National Sanitary Supply Co. v. Wright (1994), 644 N.E.2d
903, 906 (stating that the issue of enjoining past employee
from competition had become moot once the covenant not to
compete had expired); In re Talmage (N.D.Ohio 1988), 94 B.R.
451, 453-54 (finding that a court is not able to specifically
enforce a covenant not to compete after it expired by its own
terms).
{¶ 23} In addition, other Ohio courts have held likewise. See Ashtabula Cty. Joint
Voc. School v. O'Brien, 11th Dist. No. 2004-A-0092, 2006-Ohio-1794, ¶ 31 -38 (holding
that declaratory judgment action was moot at the time of the expiration of the contract);
and Manchester Edn. Assn. v. Manchester Local School Dist. Bd. Of Edn., 9th Dist. No.
No. 16AP-586 8
12481 (Aug. 20, 1986) ("[t]he negotiated agreement in effect at the time of the trial court's
decision expired by its own terms on August 31, 1985, thereby rendering this appeal moot.

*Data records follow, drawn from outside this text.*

PR #496, opened 2017-04-13
fix(gents): ignore @constructor annotations if inside goog.defineClass

bowenni:
Previously we get a nested class:
```javascript
class A {
  constructor: any = class {  };
}
```

### DIFF
--- a/src/main/java/com/google/javascript/gents/TypeConversionPass.java
+++ b/src/main/java/com/google/javascript/gents/TypeConversionPass.java
@@ -77,7 +77,8 @@ public final class TypeConversionPass implements CompilerPass {
         case FUNCTION:
           bestJSDocInfo = NodeUtil.getBestJSDocInfo(n);
           if (bestJSDocInfo != null
-              && (bestJSDocInfo.isConstructor() || bestJSDocInfo.isInterface())) {
+              && bestJSDocInfo.isConstructorOrInterface()
+              && !isConstructorInGoogDefineClass(n)) {
             convertConstructorToClass(n, bestJSDocInfo);
           }
           break;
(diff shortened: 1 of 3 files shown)


src/main/java/com/google/javascript/gents/TypeConversionPass.java
```diff
@@ -418,6 +419,17 @@ void convertDefineClassToClass(Node n) {
...
+  boolean inGoogDefineClass(Node n) {
+    if (n == null) {
+      return false;
+    }
+
+    if (n.isCall() && "goog.defineClass".equals(n.getFirstChild().getQualifiedName())) {
+      return true;
+    }
+
+    return inGoogDefineClass(n.getParent());
```
rkirov: I would skip traversing up here. What if you have something deeply nested what kinda made sense (I am making up stuff, but you never know):

```
goog.defineClass(null, {
  foo: function() {
    callMyApiThatExpectsAnonymousClass(/** @constructor */ function () {});
});
```

I think this should be a bit more restrictive and it should also check that the prop name is 'constructor'.

src/test/java/com/google/javascript/gents/singleTests/classes.js
```diff
@@ -75,6 +75,17 @@ const F = goog.defineClass(null, {
...
 });
 
+/**
+ * goog.defineClass with @constructor annotation
+ */
+var GoogDefinedClassWithConstructorAnnotation = goog.defineClass(null, {
+  /**
+   * @constructor
+   */
+  constructor: function() {
```
rkirov: add a test with params, so that the ctor function is kept.

bowenni: Done.

src/main/java/com/google/javascript/gents/TypeConversionPass.java
bowenni: Done.

PR #500, opened 2017-04-24
Added support for inline JsDoc types.

### LINKED ISSUE #352: Support inline types
Currently gents supports the traditional `@param` and `@return` based Closure typing, but it should also support Closure's concise inline types.

Example:

``` javascript
function /** string */ f(/** number */ x) {return x + ' apples'}

var /** string */ x = 'fruit';
```

Reference:
https://github.com/google/closure-compiler/wiki/Annotating-Types#function-declarations

dzinxed:
Fixes #352.

Reference:
https://github.com/google/closure-compiler/wiki/Annotating-Types#function-declarations

One unrelated test (interface.ts) had to be fixed for this change to pass.
It put a wrong comment before this change, now it puts it (still wrongly)
elsewhere.

### DIFF
--- a/src/main/java/com/google/javascript/gents/TypeAnnotationPass.java
+++ b/src/main/java/com/google/javascript/gents/TypeAnnotationPass.java
@@ -147,37 +147,42 @@ public final class TypeAnnotationPass implements CompilerPass {
             break;
           }
           if (NodeUtil.isNameDeclaration(parent)) { // Variable declaration
-            if (bestJSDocInfo != null) {
-              setTypeExpression(n, bestJSDocInfo.getType(), false);
-            }
+            maybeSetTypeExpression(n, bestJSDocInfo, false);
           } else if (parent.isParamList()) { // Function parameters
             JSDocInfo parentDocInfo = NodeUtil.getBestJSDocInfo(parent.getParent());
-            if (parentDocInfo == null) {
-              break;
-            }
-            JSTypeExpression parameterType = parentDocInfo.getParameterType(n.getString());
-            if (parameterType != null) {
-              Node attachTypeExpr = n;
-              // Modify the primary AST to represent a function parameter as a
-              // REST node, if the type indicates it is a rest parameter.
-              if (parameterType.getRoot().getToken() == Token.ELLIPSIS) {
-                attachTypeExpr = IR.rest(n.getString());
-                nodeComments.replaceWithComment(n, attachTypeExpr);
-                compiler.reportCodeChange();
+            if (parentDocInfo != null) {
+              JSTypeExpression parameterType = parentDocInfo.getParameterType(n.getString());
+              if (parameterType != null) {
+                // Parameter is declared using verbose @param syntax before the function definition.
+                Node attachTypeExpr = n;
+                // Modify the primary AST to represent a function parameter as a
+                // REST node, if the type indicates it is a rest parameter.
+                if (parameterType.getRoot().getToken() == Token.ELLIPSIS) {
+                  attachTypeExpr = IR.rest(n.getString());
+                  nodeComments.replaceWithComment(n, attachTypeExpr);
+                  compiler.reportCodeChange();
+                }
+                // Modify the AST to represent an optional parameter
+                if (parameterType.getRoot().getToken() == Token.EQUALS) {
+                  attachTypeExpr = IR.name(n.getString());
+                  attachTypeExpr.putBooleanProp(Node.OPT_ES6_TYPED, true);
+                  nodeComments.replaceWithComment(n, attachTypeExpr);
+                  compiler.reportCodeChange();
+                }
+                setTypeExpression(attachTypeExpr, parameterType, false);
+                break;
               }
-              // Modify the AST to represent an optional parameter
-              if (parameterType.getRoot().getToken() == Token.EQUALS) {
-                attachTypeExpr = IR.name(n.getString());
-                attachTypeExpr.putBooleanProp(Node.OPT_ES6_TYPED, true);
-                nodeComments.replaceWithComment(n, attachTypeExpr);
-                compiler.reportCodeChange();
-              }
-              setTypeExpression(attachTypeExpr, parameterType, false);
             }
+            // If we didn't break, then maybe the type is inlined just before the parameter?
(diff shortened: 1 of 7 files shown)


src/main/java/com/google/javascript/gents/TypeAnnotationPass.java
```diff
@@ -147,37 +147,42 @@ public void visit(NodeTraversal t, Node n, Node parent) {
...
-                nodeComments.replaceWithComment(n, attachTypeExpr);
-                compiler.reportCodeChange();
-              }
-              // Modify the AST to represent an optional parameter
-              if (parameterType.getRoot().getToken() == Token.EQUALS) {
-                attachTypeExpr = IR.name(n.getString());
-                attachTypeExpr.putBooleanProp(Node.OPT_ES6_TYPED, true);
-                nodeComments.replaceWithComment(n, attachTypeExpr);
-                compiler.reportCodeChange();
+            if (parentDocInfo != null) {
```
mprobst: prefer to always early return, i.e. `if (parentDocInfo == null) return;`, so we have less indentation and state to worry about below. AFAICT that won't make a difference to the code, will it?

src/test/java/com/google/javascript/gents/singleTests/interface.ts
```diff
@@ -23,9 +23,8 @@ class Y implements Interface2, Interface3 {
 }
 
 export interface StructuralInterface { bar(a: string): number; }
-
-/** !ns.StructuralInterface */
 const structInterfaceImpl: StructuralInterface = {
+  /** !ns.StructuralInterface */
```
mprobst: Is this an intentional change? It'd be nice if we could keep the comments on the variables. Maybe we can rather change the way how we find the comment instead of changing the way how we link the comments?

src/test/java/com/google/javascript/gents/singleTests/inline_types.js
```diff
@@ -5,6 +5,6 @@ var /** !Foo */ foo = {};
 
 const /** string */ x = 'fruit';
 
-// TODO(#352): Support inline typing for functions.
-// input: function /** string */ f(/** number */ x) {return x + ' apples'}
-// output: function f(x: number): string {return x + ' apples'}
+function /** string */ f(/** number */ x, z, /** string */ y) {
```
mprobst: What'd happen if we mix function JSDoc (with or without `@param`s) with inline comments? I think your code handles that nicely, but could you add a test for the situation?

src/main/java/com/google/javascript/gents/TypeAnnotationPass.java
```diff
@@ -147,37 +147,42 @@ public void visit(NodeTraversal t, Node n, Node parent) {
...
+                  nodeComments.replaceWithComment(n, attachTypeExpr);
+                  compiler.reportCodeChange();
+                }
+                setTypeExpression(attachTypeExpr, parameterType, false);
+                break;
               }
-              setTypeExpression(attachTypeExpr, parameterType, false);
             }
+            // If we didn't break, then maybe the type is inlined just before the parameter?
+            maybeSetTypeExpression(n, bestJSDocInfo, false);
```
mprobst: It took me a bit to figure out what this does. Maybe it'd be more readable if we explicitly called `getType()` here, and check for `null`?

src/main/java/com/google/javascript/gents/TypeAnnotationPass.java
```diff
@@ -225,6 +230,13 @@ public void visit(NodeTraversal t, Node n, Node parent) {
           break;
       }
     }
+
+    private void maybeSetTypeExpression(
+        Node nodeToType, JSDocInfo jsDocInfo, boolean isReturnType) {
+      if (jsDocInfo != null) {
```
mprobst: It seems like most callsites do not need the nullability guard in this function. I think I'd prefer to repeat the `!= null` check if it's only two or three sites, it's a bit more explicit in what's going on.

src/main/java/com/google/javascript/gents/TypeAnnotationPass.java
dzinxed: It actually made a difference here (see old line 177). I refactored the code to make this more explicit.

src/main/java/com/google/javascript/gents/TypeAnnotationPass.java
dzinxed: I inlined this in places where removing comments (see my next commit) was unnecessary.

src/main/java/com/google/javascript/gents/TypeAnnotationPass.java
dzinxed: Same as above.

src/test/java/com/google/javascript/gents/singleTests/interface.ts
dzinxed: This has actually been resolved in my next commit.

src/test/java/com/google/javascript/gents/singleTests/inline_types.js
dzinxed: Thank you for a good idea. Adding a second version uncovered a flaw in my solution. I pushed a fix.

src/main/java/com/google/javascript/gents/TypeAnnotationPass.java
```diff
@@ -225,6 +211,57 @@ public void visit(NodeTraversal t, Node n, Node parent) {
...
+      if (nodeComment == null) {
+        return;
+      }
+      nodeComment = nodeComment.replaceFirst("\\n?" + Pattern.quote(toRemove), "");
+      nodeComments.clearComment(commentNode);
+      nodeComments.putComment(commentNode, nodeComment);
+      compiler.reportCodeChange();
+    }
+
+    private boolean setFunctionParameterTypeFromParentDoc(Node n, Node parent) {
```
mprobst: nit: maybe document the return here? it's not obvious from the method name.

dzinxed: Done.

mprobst:
Thanks for the contribution!

PR #508, opened 2017-05-09
Emit inferred props on a goog.module object.

### LINKED ISSUE #506: const inferred from function calls are not properly emitted
For example:

```javascript
goog.module('a.b.c');

/**
 * @param {string} str 
 * @return {string}
 */
f = function(str) {
  return str;
};

const c = f('foo');

exports.c = c;
```

Does not emit the type of `c` properly.

rkirov:
Clutz walks all `compiler.getTopScope().getAllSymbols()`. It appears
that for module objects

```javascript
goog.module('a.b');
const c = 0;
exports.c = c;
```

Closure does not register a corresponding 'a.b.c' symbol, while

```javascript
goog.module('a.b');
/** @const */
const c = 0;
exports.c = c;
```

does produce the symbol in question. To fix the first situation,
we also traverse the unemitted props on the 'a.b' object.

Fixes #506


rkirov:
Yes, it doesn't break anyone (which is the only definition of 'works' :))

PR #510, opened 2017-05-11
Inline deprecated options.setIdeMode call.

rkirov:
For now replace with exact contents of setIdeMode:
https://github.com/google/closure-compiler/blob/7580f657e1d513efb06eb1ff9821e872a8b743c6/src/com/google/javascript/jscomp/CompilerOptions.java#L2044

We therefore dismiss the appeal").
{¶ 24} Since the non-compete and non-solicitation covenants are the subject of the
parties' assignments of error, and said provisions expired on May 9, 2017, any judgment of
this court would not have any impact on a genuine, live controversy. As such, the parties'
assignments of error are moot and this matter is dismissed for lack of jurisdiction.
IV. DISPOSITION
{¶ 25} Having determined that all of the assignments of error are rendered moot,
we hereby dismiss this appeal for lack of jurisdiction.
Appeal dismissed.
BROWN, P.J. and LUPER SCHUSTER, J., concur.